BEGIN

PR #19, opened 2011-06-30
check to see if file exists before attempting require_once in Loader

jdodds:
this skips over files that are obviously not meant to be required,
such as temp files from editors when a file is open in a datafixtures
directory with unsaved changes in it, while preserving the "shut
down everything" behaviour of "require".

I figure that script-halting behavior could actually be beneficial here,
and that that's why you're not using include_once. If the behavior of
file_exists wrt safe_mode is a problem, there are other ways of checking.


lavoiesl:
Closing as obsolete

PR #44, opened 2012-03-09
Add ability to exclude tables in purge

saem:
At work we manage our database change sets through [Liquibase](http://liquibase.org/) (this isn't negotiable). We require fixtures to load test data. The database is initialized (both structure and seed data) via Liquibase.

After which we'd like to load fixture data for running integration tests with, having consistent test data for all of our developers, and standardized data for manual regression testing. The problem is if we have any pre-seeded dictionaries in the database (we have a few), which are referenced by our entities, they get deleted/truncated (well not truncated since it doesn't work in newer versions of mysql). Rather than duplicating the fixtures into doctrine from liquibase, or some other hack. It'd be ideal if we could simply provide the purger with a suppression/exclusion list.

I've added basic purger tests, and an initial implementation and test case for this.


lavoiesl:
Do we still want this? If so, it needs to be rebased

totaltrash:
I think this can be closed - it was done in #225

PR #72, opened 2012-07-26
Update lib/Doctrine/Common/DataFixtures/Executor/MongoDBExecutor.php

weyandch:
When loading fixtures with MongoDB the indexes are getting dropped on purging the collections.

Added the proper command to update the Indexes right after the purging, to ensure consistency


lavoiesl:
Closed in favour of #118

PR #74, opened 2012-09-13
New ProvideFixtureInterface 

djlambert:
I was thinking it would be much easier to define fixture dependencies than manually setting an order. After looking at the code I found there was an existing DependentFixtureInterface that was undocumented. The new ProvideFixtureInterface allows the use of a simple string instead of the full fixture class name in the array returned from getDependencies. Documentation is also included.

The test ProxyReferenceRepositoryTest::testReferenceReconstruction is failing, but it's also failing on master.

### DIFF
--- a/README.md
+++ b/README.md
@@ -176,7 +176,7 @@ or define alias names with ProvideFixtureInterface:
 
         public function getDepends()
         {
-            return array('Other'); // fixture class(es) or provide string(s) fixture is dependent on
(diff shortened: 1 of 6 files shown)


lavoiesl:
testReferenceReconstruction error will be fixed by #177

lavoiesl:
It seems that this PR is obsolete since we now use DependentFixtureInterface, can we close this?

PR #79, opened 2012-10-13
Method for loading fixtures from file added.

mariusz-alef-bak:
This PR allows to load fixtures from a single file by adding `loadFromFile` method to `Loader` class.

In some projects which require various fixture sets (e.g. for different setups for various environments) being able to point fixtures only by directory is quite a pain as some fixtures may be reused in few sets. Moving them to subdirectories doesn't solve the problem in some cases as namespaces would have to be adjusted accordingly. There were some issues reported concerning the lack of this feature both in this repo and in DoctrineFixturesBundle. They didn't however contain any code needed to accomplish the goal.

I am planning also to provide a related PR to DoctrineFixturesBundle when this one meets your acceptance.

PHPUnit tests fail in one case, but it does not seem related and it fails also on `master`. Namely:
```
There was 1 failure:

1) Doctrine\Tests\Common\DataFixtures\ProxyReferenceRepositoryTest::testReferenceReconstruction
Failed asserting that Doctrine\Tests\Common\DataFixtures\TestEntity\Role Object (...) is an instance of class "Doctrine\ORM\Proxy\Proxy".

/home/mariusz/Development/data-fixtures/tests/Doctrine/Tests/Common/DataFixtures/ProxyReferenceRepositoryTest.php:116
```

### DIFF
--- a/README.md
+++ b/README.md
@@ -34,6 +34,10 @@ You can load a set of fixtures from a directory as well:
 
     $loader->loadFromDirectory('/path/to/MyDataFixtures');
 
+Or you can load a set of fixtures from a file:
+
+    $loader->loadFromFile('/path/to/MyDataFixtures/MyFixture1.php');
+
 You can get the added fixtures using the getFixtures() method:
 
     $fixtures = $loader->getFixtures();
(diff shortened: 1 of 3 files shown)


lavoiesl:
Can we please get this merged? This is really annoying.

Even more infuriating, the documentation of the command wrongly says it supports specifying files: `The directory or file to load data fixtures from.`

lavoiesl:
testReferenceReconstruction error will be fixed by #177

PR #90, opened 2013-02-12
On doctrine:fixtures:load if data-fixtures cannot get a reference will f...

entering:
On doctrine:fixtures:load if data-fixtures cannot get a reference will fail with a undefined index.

END

- [What you are asked to do] Going through the entries, return every line holding the word "DoctrineFixturesBundle".

- [Exercise answer]
In some projects which require various fixture sets (e.g. for different setups for various environments) being able to point fixtures only by directory is quite a pain as some fixtures may be reused in few sets. Moving them to subdirectories doesn't solve the problem in some cases as namespaces would have to be adjusted accordingly. There were some issues reported concerning the lack of this feature both in this repo and in DoctrineFixturesBundle. They didn't however contain any code needed to accomplish the goal.
I am planning also to provide a related PR to DoctrineFixturesBundle when this one meets your acceptance.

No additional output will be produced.